For years after 1949, families who had lived in Taiwan for generations before Nationalist rule found themselves shunted aside by the mainland’s great ideological battle. Children were educated in Mandarin, the language of the newcomers; local mother tongues were banned in schools. But today, local Taiwanese culture is experiencing a renaissance and with it is emerging, in the words of President Lee Teng-hui, a “New Taiwan Person.”
In "Free China" — as U.S. backers of the Nationalist regime called it — those who disagreed with the government lived in fear of a midnight knock on the door, a fear they shared with political dissidents in Communist China. In the mid-1960s, during a period known as the “White Terror,” thousands disappeared and many more were arrested and tortured for their political views. The Nationalist elite controlled the top political positions, the press and historical interpretation.
Despite enormous economic success, the stresses inside Taiwan finally cracked the Nationalists’ hold on the political system in the early 1990s and led to the first free presidential elections in 1996. Taiwanese were quick thereafter to embrace their own version of history.
A people apart
Beijing says China’s rule over Taiwan dates as far back as the Yuan Dynasty, in the 12th century. But independence advocates now openly argue that China never did rule Taiwan and that Taiwan’s people are not as “Chinese” as mainland propagandists would like to pretend.
Centuries ago, the island had an aboriginal culture of Malay and Polynesian descent. In the 17th century, the Dutch and Portuguese had colonies here, and the imported Chinese laborers — all men — intermarried with locals, forming the basis of the majority of today’s population. According this version of history, it was only in 1887 that China declared Taiwan a part of its territory in an effort to stem Japanese expansionism, say independence activists. But when that failed, China ceded Taiwan to Japan in perpetuity.
The Japanese held Taiwan for 50 years, until their defeat in World War II. In the years immediately after, Allied Forces backed Chiang Kai-shek’s temporary occupation of Taiwan. But according to pro-independence legal experts, the Nationalists never had a legal basis to stay.

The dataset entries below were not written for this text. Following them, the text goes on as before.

PR #3812, opened 2026-08-14
Reconstruct metadata in session part payloads

fractalwrench:
## Goal

Alters the `SessionReconstructionService` so that it deserializes metadata and adds it to session part payloads.

## Testing

Added unit tests.


bidetofevil (approved):
LGTM

PR #3813, opened 2026-08-14
Create session span file writer

fractalwrench:
## Goal

Creates a class that writes a session span file.

## Testing

Added unit tests.

### DIFF
--- a/embrace-android-session-persistence/src/main/proto/embrace/session/persistence/session_span.proto
+++ b/embrace-android-session-persistence/src/main/proto/embrace/session/persistence/session_span.proto
@@ -1,0 +1,12 @@
+syntax = "proto3";
+
+package embrace.session.persistence;
+
+import "embrace/session/persistence/span.proto";
+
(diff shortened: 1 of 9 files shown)


embrace-android-session-persistence/src/main/proto/embrace/session/persistence/session_span.proto
```diff
@@ -0,0 +1,12 @@
+syntax = "proto3";
+
+package embrace.session.persistence;
+
+import "embrace/session/persistence/span.proto";
+
+option java_package = "io.embrace.android.embracesdk.internal.session.persistence";
+
+message SessionSpan {
```
bidetofevil, line 9: Should this be SessionPartSpan to be consistent?

bidetofevil (approved):
LGTM. Non-blocking comment about using the name "SessionPartSpan" rather than just "SessionSpan" here and everywhere else for consistency.

PR #3814, opened 2026-08-14
Read session span

fractalwrench:
## Goal

Reads the session span in the `SessionReconstructionService`.

## Testing

Added unit tests.

### DIFF
--- a/embrace-android-session-persistence/src/main/kotlin/io/embrace/android/embracesdk/internal/session/persistence/SessionReconstructionService.kt
+++ b/embrace-android-session-persistence/src/main/kotlin/io/embrace/android/embracesdk/internal/session/persistence/SessionReconstructionService.kt
@@ -56,15 +56,32 @@ class SessionReconstructionService(
             EnvelopeMetadataProto::format_version,
         )?.toPayload() ?: return null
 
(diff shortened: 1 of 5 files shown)


embrace-android-session-persistence/src/main/kotlin/io/embrace/android/embracesdk/internal/session/persistence/SessionReconstructionService.kt
```diff
@@ -56,15 +56,32 @@ class SessionReconstructionService(
...
+        val sessionSpan = readPartFile(
+            partDir,
+            SESSION_SPAN_FILE_NAME,
+            SessionSpan.ADAPTER,
+            SessionSpan::format_version,
+        ) ?: return null
+
+        val span = sessionSpan.span
+        if (span == null) {
+            trackFailure(IOException("Session span file has no span: ${partDir.path}"))
```
bidetofevil, line 68: Do we care about the actual path in the error message in production? This will make precise aggregation harder if we want to narrow down this type of failure at this location. It's fine if you think it's useful though.

bidetofevil (approved):
LGTM. Non-blocking comment about path details in the internal error exception.

PR #3815, opened 2026-08-14
Write span snapshots

fractalwrench:
## Goal

Implement a class that is capable of writing span snapshots to a file.

## Testing

Added unit tests.


bidetofevil (approved):
LGTM

PR #3826, opened 2026-08-17
Address review feedback

fractalwrench:
## Goal

Renames the `SessionSpan` protobuf object to `SessionPartSpan` and removes a path from an error message.


lemnik (approved):
LGTM

PR #3842, opened 2026-08-18
Support reading span snapshots

fractalwrench:
## Goal

Support reading span snapshots in the `SessionReconstructionService`.

## Testing

Added unit tests.


lemnik (approved):
LGTM

PR #3844, opened 2026-08-18
Implement limit on file size when reconstructing session

fractalwrench:
## Goal

Adds an overall limit on file size when reconstructing sessions. This is meant as a backstop rather than the only limit, and the data limits for individual items within the session will be applied in a future changeset.

## Testing

Added unit tests.


lemnik (approved):
LGTM

PR #3845, opened 2026-08-19
[Integration] Experiments feature

fractalwrench:
## Goal

Integration branch for the experiments feature


embrace-android-sdk/src/main/kotlin/io/embrace/android/embracesdk/internal/api/delegate/ExperimentApiDelegate.kt
```diff
@@ -0,0 +1,135 @@
...
+        if (!sdkCallChecker.started.get()) {
+            val admitted = admitEntries(ids) ?: return
+            pendingEvents.add(PendingEvent.Untrack(action, kind, admitted, endTimeMs))
+        } else {
+            untrackNow(action, kind, ids, endTimeMs)
+        }
+    }
+
+    private fun trackNow(action: String, data: List<TrackedData>) {
+        if (sdkCallChecker.check(action)) {
```
fnewberg, line 95: a thread that reads `started == false` and is descheduled can enqueue after `flushPendingCalls()` has already drained. `flushPendingCalls()` runs once, so the entry is never delivered

embrace-android-core/src/main/kotlin/io/embrace/android/embracesdk/internal/capture/experiment/ExperimentTrackingServiceImpl.kt
```diff
@@ -0,0 +1,135 @@
...
+        var updated = false
+        synchronized(lock) {
+            data.forEach { entry ->
+                if (trackRecord(entry.toRecord())) {
+                    updated = true
+                }
+            }
+        }
+        if (updated) {
+            publishRecords()
```
fnewberg: since `publishRecords` happens outside the lock, it is possible that  two racing `track` calls can read snapshots in one order and write the attribute in the other, leaving the session-part span holding the older
version.

embrace-android-core/src/main/kotlin/io/embrace/android/embracesdk/internal/capture/experiment/ExperimentRecord.kt
```diff
@@ -0,0 +1,21 @@
...
+ */
+internal data class ExperimentRecord(
+    val kind: ExperimentKind,
+    val id: String,
+    val variant: String?,
+    val startTimeMs: Long,
+    val endTimeMs: Long?,
+) {
+
+    fun serialize(): String =
```
fnewberg, line 14: in the [apple SDK PR](https://github.com/embrace-io/embrace-apple-sdk/pull/734/changes#diff-dcbe66391722fdc9d9ef69e3d6dd01d90ecbeab7a2bcce8cdfc81f4e111c284c), we had a similar implementation to this and changed it so that the object holds the serialized value, with escaping and serialization only happening on creation or mutation of a record, with `endTimeMs` being the only thing that can mutate. 

this prevents potentially large numbers of calls when you have many records and have to re-serialize _all_ of them every time you  add a new record

embrace-android-sdk/src/main/kotlin/io/embrace/android/embracesdk/EmbraceImpl.kt
```diff
@@ -125,6 +129,7 @@ internal class EmbraceImpl(
                         // not fully initialized, but the SDK shouldn't catastrophically throw after this point,
                         // so we allow external calls.
                         sdkCallChecker.started.set(true)
+                        experimentApiDelegate.flushPendingCalls()
```
fnewberg: i'll leave it up to you to decide on where and how to address this, but i think we need to rethink how this is done currently. this is the current call stack from here

```
  Embrace.start(context)
  └─ EmbraceImpl.start()                                          EmbraceImpl.kt:132
     └─ ExperimentApiDelegate.flushPendingCalls()                 ExperimentApiDelegate.kt:52-62
        │
        └─ while (true) { pendingEvents.poll() ?: break }         :56        ← N iterations
           └─ ExperimentApiDelegate.trackNow(action, data)        :58 → :82-86
              ├─ sdkCallChecker.check(action)                     :83        ← N public-API events
              └─ ExperimentTrackingServiceImpl.track(data)        ExperimentTrackingServiceImpl.kt:28-40
                 │
                 ├─ synchronized(lock) { data.forEach { trackRecord(it.toRecord()) } }   :30-36
                 │  └─ records[key] = record                                             :78
                 │     cacheValid = false                                                :79   ← invalidates
                 │
                 └─ if (updated) publishRecords()                                        :38
                    └─ publishRecords()                                                  :93-97
                       ├─ getRecords()                                                   :56-66
                       │  └─ if (!cacheValid)                                            :57   ← always true
                       │     └─ records.values.joinToString(";") { it.serialize() }       :61   ← k records
                       │        └─ ExperimentRecord.serialize()                  ExperimentRecord.kt:14-16
                       │           ├─ id.escape()                                        :18-20  → 3 × replace()
                       │           └─ variant?.escape()                                  :18-20  → 3 × replace()
                       │
                       └─ telemetryDestination.addSessionPartAttribute(EMB_EXPERIMENTS, value)  :95
                          └─ TelemetryDestinationImpl.addSessionPartAttribute()   TelemetryDestinationImpl.kt:189-193
                             └─ EmbraceSpanFactoryImpl.addSystemAttribute()       EmbraceSpanFactoryImpl.kt:432-440
```

`ExperimentTrackingServiceImpl` has a serialization cache (`cacheValid` / `cachedRecords`, `:25-26`), but every mutation invalidates it at `:79`. Inside the flush, each buffered event mutates and then immediately publishes, so the cache never survives to be read twice. Every publish re-serializes the entire accumulated record set from scratch.

The k-th buffered event publishes with k records in the map, so total serialize() calls across the flush is Σ(k=1..N) k = N(N+1)/2:

| Buffered single-entry calls   | serialize() calls during flush |
|-------------------------------|--------------------------------|
| 100                           | 5,050                          |
| 1,000                         | 500,500                        |
| 5,000 (PENDING_ENTRY_LIMIT)   | 12,502,500                     |
  
This results in a lot of redundant attribute writes through `addSystemAttribute` → `notifySpanUpdate()`, and `sdkCallChecker.check()` calls. We should aim to just publish once after we've drained the queue.

fnewberg: `flushPendingCalls()` is the first statement after `started.set(true)`, inside the window the
comment two lines above explicitly designates as must-not-throw ("the SDK shouldn't catastrophically
throw after this point"). It's also the first thing on that path ever to resolve
`experimentTrackingService` — `EmbraceImplFieldDelegate` returns `null` until `started` is true, so
nothing here has been exercised before this call.

It's also the only statement in the block driven by customer input: it replays
customer-supplied strings in customer-chosen quantity, up to `PENDING_ENTRY_LIMIT` (5,000) entries.
Everything following in the lines `:133-139` operates on the SDK's own state.

Consider moving the flush below `bootstrapper.triggerPayloadSend()` at `:137`, or give it its own inner
try/catch, so a bad replay can't skip the rest of SDK init.

embrace-android-api/src/main/kotlin/io/embrace/android/embracesdk/experiments/TrackedExperiment.kt
```diff
@@ -0,0 +1,23 @@
+package io.embrace.android.embracesdk.experiments
+
+/**
+ * An experiment this app instance has been bucketed into.
+ */
+public interface TrackedExperiment {
```
fnewberg, line 6: [claude flagged this. not sure how realistic of an issue this is]

`TrackedExperiment` is a public interface, so nothing stops somebody from implementing it, and
`experiments.map { it.toData() }` in `ExperimentApiDelegate` is evaluated as the argument expression
 before `sdkCallChecker.check()` and with no guard:

- a Java caller passing `Arrays.asList(exp, null)` throws NPE out of `Embrace.trackExperiments` on
  the caller's thread;
- `override val id get() = throw IllegalStateException()` propagates into the app.

`LogsApiDelegate.kt:159` and `:239` already use `runCatching` for exactly this, so we should consider using that here as well. `TrackedFeatureFlag` has the same shape.

If we make both final classes with public `@JvmOverloads` constructors, that removes the hazard,
gives `equals`/`hashCode`, fixes the Java-ergonomics gap (callers currently write 
`trackExperiment("id", null, null)` with boxed `Long`s), and deletes six permanent `DefaultImpls`
ABI entries. Failing that, `runCatching` around the mapping, or seal the interfaces so only
`createExperiment`/`createFeatureFlag` can produce them.

embrace-android-api/src/main/kotlin/io/embrace/android/embracesdk/internal/api/ExperimentApi.kt
```diff
@@ -0,0 +1,75 @@
...
+     * Creates a [TrackedExperiment] with an optional [variant] and a timestamp [startedAt] in milliseconds from epoch observed from
+     * the client-side that denotes when the experiment variant was first applied.
+     */
+    public fun createExperiment(id: String, variant: String? = null, startedAt: Long? = null): TrackedExperiment
+
+    /**
+     * Tracks a single experiment membership that this app instance has been bucketed into. A null [startedAt] means the time at which
+     * this call is made will be used.
+     */
+    public fun trackExperiment(id: String, variant: String? = null, startedAt: Long? = null): Unit =
```
fnewberg, line 23: i think most of our other APIs, e.g. `addUserSessionProperty`,  return a boolean to indicate success or failure. do we want to stick with that convention or are we moving away from that?

embrace-android-api/src/main/kotlin/io/embrace/android/embracesdk/experiments/TrackedFeatureFlag.kt
```diff
@@ -0,0 +1,18 @@
+package io.embrace.android.embracesdk.experiments
+
+/**
+ * A single feature flag that has been enabled on this app instance.
+ */
+public interface TrackedFeatureFlag {
```
fnewberg, line 6: No `variant`. Apple's `TrackedFeatureFlag` has one and we should align with that

embrace-android-sdk/src/main/kotlin/io/embrace/android/embracesdk/internal/api/delegate/ExperimentApiDelegate.kt
```diff
@@ -0,0 +1,141 @@
...
+        }
+        val admitted = entries.take(remaining)
+        bufferedEntryCount.addAndGet(admitted.size)
+        return admitted
+    }
+
+    private fun TrackedExperiment.toData(): TrackedData =
+        TrackedData.Experiment(
+            id = id,
+            startTimeMs = startedAt ?: now(),
```
fnewberg, line 128: `now()` is sampled per entry rather than once per call to `Embrace.trackExperiments(...)`. it is called here and `:123` while mapping the list, so entries in one bulk call that omit a start time get different timestamps.

Apple samples `let now = Date()` once per call to its equivalent of `Embrace.trackExperiments(...)`, so the same customer code produces different data per platform.

embrace-android-api/src/main/kotlin/io/embrace/android/embracesdk/internal/api/ExperimentApi.kt
```diff
@@ -0,0 +1,75 @@
...
+
+import io.embrace.android.embracesdk.experiments.TrackedExperiment
+import io.embrace.android.embracesdk.experiments.TrackedFeatureFlag
+
+/**
+ * The public API used to track experiment and feature-flag state on a given device for the current app instance. IDs are unique within
+ * each kind, so an experiment and a feature flag may share an ID. The SDK does not persist this state, and users need to call this each
+ * time the app starts up.
+ */
+public interface ExperimentApi {
```
fnewberg, line 11: should this be marked with `@InternalApi` to match other interfaces in `internal.api`?

embrace-android-api/src/main/kotlin/io/embrace/android/embracesdk/internal/api/ExperimentApi.kt
```diff
@@ -0,0 +1,75 @@
+package io.embrace.android.embracesdk.internal.api
+
+import io.embrace.android.embracesdk.experiments.TrackedExperiment
+import io.embrace.android.embracesdk.experiments.TrackedFeatureFlag
+
+/**
+ * The public API used to track experiment and feature-flag state on a given device for the current app instance. IDs are unique within
+ * each kind, so an experiment and a feature flag may share an ID. The SDK does not persist this state, and users need to call this each
+ * time the app starts up.
+ */
```
fnewberg, line 10: is this the appropriate location to document drop behavior, e.g.

- the limits (500 records, 128-char id, 128-char variant by default);
- that over-length values are **dropped, not truncated** — worth stating explicitly because the rest
  of this SDK truncates, so the safe assumption is wrong here;
- that an over-length _variant_ drops the whole record, not just the variant;
- that re-tracking an ID after untracking it is permanently ignored;
- that untrack retains the record and its slot against the cap rather than freeing it.

embrace-android-config/src/main/kotlin/io/embrace/android/embracesdk/internal/config/behavior/ExperimentBehaviorImpl.kt
```diff
@@ -0,0 +1,33 @@
+package io.embrace.android.embracesdk.internal.config.behavior
+
+import io.embrace.android.embracesdk.internal.config.remote.RemoteConfig
+import kotlin.math.min
+
+class ExperimentBehaviorImpl(
+    private val remote: RemoteConfig?,
+) : ExperimentBehavior {
+
+    override fun getMaxExperimentCount(): Int = min(
```
fnewberg, line 10: should we protect against invalid values, e.g. -1?

embrace-android-core/src/main/kotlin/io/embrace/android/embracesdk/internal/capture/experiment/ExperimentTrackingServiceImpl.kt
```diff
@@ -0,0 +1,135 @@
...
+        is TrackedData.FeatureFlag -> ExperimentRecord(
+            kind = ExperimentKind.FEATURE_FLAG,
+            id = id.stripWhitespace(),
+            variant = null,
+            startTimeMs = startTimeMs,
+            endTimeMs = null,
+        )
+    }
+
+    private fun isValid(record: ExperimentRecord): Boolean {
```
fnewberg, line 155: should `startTimeMs` and `endTimeMs` be validated? the Apple SDK rejects non-representable dates before they reach the encoder (`Date.swift:33-53`), so data from the two platforms can potentially disagree.

embrace-android-sdk/src/main/kotlin/io/embrace/android/embracesdk/internal/api/delegate/ExperimentApiDelegate.kt
```diff
@@ -0,0 +1,141 @@
...
+
+    // Use the system clock if the SDK hasn't been initialized and the SDK clock is unavailable.
+    private fun now(): Long = clock?.now() ?: System.currentTimeMillis()
+
+    /**
+     * Return the entries to be allowed given the cap. Any entries that will put the total over the cap will be dropped.
+     */
+    private fun <T> admitEntries(entries: List<T>): List<T>? {
+        if (entries.isEmpty()) {
+            return entries
```
fnewberg: nitpick: since this returns the empty list unchanged rather than signaling "nothing to do", this will get added to the list of pending events

embrace-android-otel/src/test/kotlin/io/embrace/android/embracesdk/internal/otel/spans/EmbraceSpanImplTest.kt
```diff
@@ -494,6 +495,18 @@ internal class EmbraceSpanImplTest {
...
     }
 
+    @Test
+    fun `reserved experiment key attribute is not settable on internal and public spans via the addAttribute method`() {
+        listOf(embraceSpan, createInternalEmbraceSdkSpan()).forEach { span ->
+            with(span) {
+                assertTrue(start())
+                assertFalse(addAttribute(key = EmbCommonAttributes.EMB_EXPERIMENTS, value = "spoof"))
+                assertNull(attributes()[EmbCommonAttributes.EMB_EXPERIMENTS])
+                assertNull(embraceSpan.snapshot()?.attributes?.findAttributeValue(EmbCommonAttributes.EMB_EXPERIMENTS))
```
fnewberg: The assertion doesn't use the loop variable. Inside `forEach { span -> with(span) { … } }` this line
reads `embraceSpan.snapshot()`, so the internal-span iteration re-checks the public span and the
internal case is never actually asserted. `:503-504` are correct; only this line is wrong.

embrace-android-sdk/src/test/kotlin/io/embrace/android/embracesdk/internal/api/delegate/ExperimentApiDelegateTest.kt
```diff
@@ -0,0 +1,312 @@
...
+        val flushedIds = fakeExperimentTrackingService.trackedData.map { it.id }
+        assertEquals(PENDING_ENTRY_LIMIT, flushedIds.size)
+        assertTrue(flushedIds.contains("exp-0"))
+        assertTrue(flushedIds.contains("exp-kept"))
+        assertFalse(flushedIds.contains("exp-dropped"))
+        assertFalse(flushedIds.contains("exp-after-full"))
+    }
+
+    @Test
+    fun `replay after SDK start passes every buffered entry to the store, which enforces the configured cap`() {
```
fnewberg: The test name claims something nothing does. `…which enforces the configured cap` passes
`RemoteConfig(experimentMaxCount = 2)`, but the delegate never reads `ConfigService` — its cap is the compile-time `MAX_EXPERIMENT_COUNT_LIMIT` — and `FakeExperimentTrackingService` enforces no cap at all. Nothing in this test can fail if the configured cap stops being honored.

fnewberg (changes requested):

embrace-android-sdk/src/main/kotlin/io/embrace/android/embracesdk/internal/api/delegate/ExperimentApiDelegate.kt
bidetofevil: `flushPendingCalls()` will only be invoked if `started` is set to true, and it can only ever get back to false if the SDK is disabled, which means the telemetry shouldn't be recorded anyway. 

SDK start in practice is considered a one-way street, and you can't stop and the instrumentation is not expected to survive a stop, i.e. the SDK isn't restartable once it's stopped.

embrace-android-core/src/main/kotlin/io/embrace/android/embracesdk/internal/capture/experiment/ExperimentTrackingServiceImpl.kt
bidetofevil: The `emb.experiments` snapshot takes whatever is in memory and write it to the attribute, and it is not mean to be read as the single source of true. That job belongs to the data in memory, which is synchronized, and its modification is not subject to races. 

To put it another way, the snapshot is always accurate to the point of when it was taken. The concern that what is on the session span is stale is true only in the sense that the in-memory data is updated but the snapshot hasn't, which is not something we guarantee to be atomic. 

The small window between when the data in memory is updated to when the background thread runs to update the session part span is an accepted trade off we make to not further delay the calling thread any time we log telemetry.

embrace-android-core/src/main/kotlin/io/embrace/android/embracesdk/internal/capture/experiment/ExperimentRecord.kt
bidetofevil: This method is only called when we serialize ALL the in-memory data onto the session part span. 

For a bulk call, that happens once (i.e. `publishRecords()`). For a single-experiment syntactic sugar call, we have to make sure that when it exits, we queued a write of the current value to the session part span, so we can't get away we calling it every time. But we explicit discourage that pattern and point folks to the bulk API, which would not have this problem when multiple experiments are being added/updated. And if they use it in a loop when all the experiment data to apply are known, they shouldn't or they will incur that penalty.

embrace-android-sdk/src/main/kotlin/io/embrace/android/embracesdk/EmbraceImpl.kt
bidetofevil: Ugh. Yeah this should be using the bulk API. I'll fix this. It slipped through the rounds of refactoring.

bidetofevil: We need to flush the pending calls early so the telemetry recorded after that is properly tagged. It is not considered an optional part of the init - if the experiments application is not applied, we consider the entire SDK  startup a failure and not try to run with an unknown error.

Also, if we throw here, along with every subsequent call, it is caught at line 140, so no harm no foul, even if the unexpected happens, in the worst case.

embrace-android-config/src/main/kotlin/io/embrace/android/embracesdk/internal/config/behavior/ExperimentBehaviorImpl.kt
bidetofevil: These are coming from our remote service - we can validate the data before using it, but I think in general, we expect data coming from our side to be validated already, so this is not done.

If we want to do this kind of protection, we should probably do it at a higher level - when we ingest and deserialize the object. We drop values that don't conform to our expectations (e.g. non-Ints are dropped), so we can validate negative values too. But if we do it here, we should probably do it for every remote config

fnewberg: > But if we do it here, we should probably do it for every remote config

yep. let's discuss during the next guild meeting

embrace-android-core/src/main/kotlin/io/embrace/android/embracesdk/internal/capture/experiment/ExperimentTrackingServiceImpl.kt
fnewberg: fair enough 🙂

embrace-android-core/src/main/kotlin/io/embrace/android/embracesdk/internal/capture/experiment/ExperimentRecord.kt
fnewberg: > This method is only called when we serialize ALL the in-memory data onto the session part span.

right, but that happens a _lot_ with the current implementation. take a look at what the apple SDK does and see if it's worth making the same change here that we made from the original implementation

embrace-android-sdk/src/main/kotlin/io/embrace/android/embracesdk/EmbraceImpl.kt
fnewberg: > We need to flush the pending calls early so the telemetry recorded after that is properly tagged. It is not considered an optional part of the init - if the experiments application is not applied, we consider the entire SDK startup a failure and not try to run with an unknown error.

probably quicker to discuss this on a call

embrace-android-core/src/main/kotlin/io/embrace/android/embracesdk/internal/capture/experiment/ExperimentTrackingServiceImpl.kt
bidetofevil: We can. We don't normally validate customer-provided timestamps beyond trying to detect a nano-milli mismatch when we write to the OTel and fail there, but since this is going into a blob, we can do it here too.

embrace-android-sdk/src/main/kotlin/io/embrace/android/embracesdk/internal/api/delegate/ExperimentApiDelegate.kt
bidetofevil: We can return null here to by pass that.

embrace-android-otel/src/test/kotlin/io/embrace/android/embracesdk/internal/otel/spans/EmbraceSpanImplTest.kt
bidetofevil: This is to ensure that the change somehow didn't make onto the session span, not validating the span in the loop. I can add a comment to make it more obvious

embrace-android-sdk/src/test/kotlin/io/embrace/android/embracesdk/internal/api/delegate/ExperimentApiDelegateTest.kt
bidetofevil: Ah, I didn't remove/refactor the test after the limits requirements/impl changed. I'll remove this test if we already have one that tests the limits to the buffer.

embrace-android-sdk/src/main/kotlin/io/embrace/android/embracesdk/EmbraceImpl.kt
bidetofevil: Actually, while I can bulkify this and coalesce all the similar calls into a single bulk call, the intent was just to replay the calls the user has made. So if they made 10 non-bulk calls in a loop, they'll get 10 record rewrites - but if they use the API correctly, it should just be one call.

If truly want to do one write at SDK startup time, I can create an internal "don't commit" version of the track and untrack methods and just not expose this publicly. That'll involve a bit more complexity and really reduce the hit to the bare minimum.

Under most usage scenarios, you won't really want to untrack an experiment, but I can see multiple teams track different experiments on their own. Rewriting this attribute a handful of times, one for each team's bulk call, won't typically take that long, but doing this will make it go faster at the expense of a more complex service.

Is this an optimization you think we need?

embrace-android-otel/src/test/kotlin/io/embrace/android/embracesdk/internal/otel/spans/EmbraceSpanImplTest.kt
bidetofevil: Ignore my last comment if you'd read it - I read the test wrong. Yeah, I'll fix this

embrace-android-sdk/src/test/kotlin/io/embrace/android/embracesdk/internal/api/delegate/ExperimentApiDelegateTest.kt
bidetofevil: This doesn't do anything now. We are now only buffering calls that add entries to the system, and the test case above this already verifies the total number of records that an be buffered. I'll just delete this.

embrace-android-sdk/src/main/kotlin/io/embrace/android/embracesdk/EmbraceImpl.kt
fnewberg: > Is this an optimization you think we need?

yes

bidetofevil: Per discussion, I've added a PR (#3928) to do as much combining as possible BEFORE SDK startup without introducing the additional complexity on the service that I was concerned about.

This ensures all tracking calls made before the SDK starts are combined and replayed in the same order, which is the important workflow. Untracking calls are combined as much as possible in a best-effort way, but they can trigger additional blob construction if used before the SDK starts.

Experiment tracking calls made after the SDK starts will not have the benefit of the coalescing as we don't want to introduce the kind of edit/commit transaction concepts into this API like SharedPreferences. Post SDK startup, we won't expect tight loops of consecutive blob-mutating API calls

bidetofevil: We didn't discuss this yesterday. Are you good with my assertion? I think failing the entire SDK when a cross-cutting component like experiments fails to load is the right thing to do. This isn't instrumentation, which could fail individually -- this affects metadata, so we should fail loudly and consistently -- without crashing the app, of course.

fnewberg: i have a few concerns about this

- would we be aware that this was happening? in customers' eyes i think this would come across as missing data
- if i had a choice as a dev, i'd rather take session parts without experiment info rather than not having any session parts at all. throwing out all data just because something went wrong with experiment config seems wrong. if we took this approach, we should include some indicator that this failure happened

bidetofevil (approved):
Looks good to me, the maker of these changes lol

embrace-android-core/src/main/kotlin/io/embrace/android/embracesdk/internal/capture/experiment/ExperimentRecord.kt
bidetofevil: Per discussion, calls pre-sdk start (which is where the bulk of the experiments will be applied) has been combined as much as possible, which under typical usage, will result in one session-part-span-update/serialization. I'll consider this resolved.

embrace-android-sdk/src/main/kotlin/io/embrace/android/embracesdk/EmbraceImpl.kt
bidetofevil: Per Slack discussion, I'll identify all the modular pieces of SDK startup that can fail without affecting core functionality (i.e. recording and delivering of telemetry) and allow them to fail without taking down the subsequent steps in SDK init, including this. 

Note: these steps already shouldn't throw given the internals, but we'll add another level of safety so we can better catalogue unexpected and non-fatal failures in the future.

embrace-android-config/src/main/kotlin/io/embrace/android/embracesdk/internal/config/behavior/ExperimentBehaviorImpl.kt
bidetofevil: Did not discuss in the meeting but I've raised this in Slack. I don't consider this blocking since this is the status quo, so we can pursue that async.

embrace-android-core/src/main/kotlin/io/embrace/android/embracesdk/internal/capture/experiment/ExperimentTrackingServiceImpl.kt
bidetofevil: Same as the remote-config semantic validation: will discuss this issue that exists beyond this feature and handle it async from this.

fnewberg (approved):

PR #3853, opened 2026-08-20
Create components for writing session part directory

fractalwrench:
## Goal

Adds components that will be used to write the session part directory.

## Testing

Added unit tests.

### DIFF
--- a/embrace-android-telemetry-persistence/src/main/kotlin/io/embrace/android/embracesdk/internal/delivery/storage/StoredEntryIndex.kt
+++ b/embrace-android-telemetry-persistence/src/main/kotlin/io/embrace/android/embracesdk/internal/delivery/storage/StoredEntryIndex.kt
@@ -1,0 +1,110 @@
+package io.embrace.android.embracesdk.internal.delivery.storage
+
+import io.embrace.android.embracesdk.internal.clock.Clock
+import io.embrace.android.embracesdk.internal.logging.InternalErrorType
+import io.embrace.android.embracesdk.internal.logging.InternalLogger
+import io.embrace.android.embracesdk.internal.utils.threadSafeToList
+import java.io.File
+import java.io.FileNotFoundException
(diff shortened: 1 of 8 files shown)


embrace-android-telemetry-persistence/src/main/kotlin/io/embrace/android/embracesdk/internal/delivery/storage/StoredEntryIndex.kt
```diff
@@ -0,0 +1,110 @@
...
+        }
+
+        newEntry ?: return false
+
+        // remove entries by count
+        val count = entries.size
+        if (count < storageLimit) {
+            return false
+        }
+        val input = entries.plus(newEntry)
```
lemnik: nit: using the `plus` operator by name here seems a bit arbitrary?

```suggestion
        val input = entries + newEntry
```

embrace-android-telemetry-persistence/src/main/kotlin/io/embrace/android/embracesdk/internal/delivery/storage/StoredEntryIndex.kt
```diff
@@ -0,0 +1,110 @@
...
+        val removalCount = input.size - storageLimit
+        if (removalCount < 0) {
+            return false
+        }
+        val removals = input.sortedWith(layout.removalComparator).take(removalCount)
+        removals.forEach(::delete)
```
lemnik: Would be potentially be worth having a `removalCount == 1` fast path as well here? It seems like it could be a common case, and `minOf` would avoid the full overhead of a sort.

It might also be worth considering making `input` mutable? It's a private copy and an in-place sort is going to be just that little bit more efficient.

bidetofevil (approved):
LGTM. If you saw a comment on this, it's because I had a brain fart lol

“In 1949, Taiwan did not “split off from China”, but was occupied by the losing side in the Chinese Civil War,” according to a 1999 white paper endorsed by 18 overseas Taiwanese associations.
‘New Taiwan people'
The revival of interest in Taiwan’s indigenous culture is no mere fad. Some primary schools have started offering local Taiwanese and aboriginal dialects — all will be required to do so by 2001. Museums and festivals celebrate indigenous cultural rites. The media has also changed: Formosa Television broadcasts in Taiwanese and newspapers have changed their names to reflect the times, the China Post is now the Taiwan Post, for example.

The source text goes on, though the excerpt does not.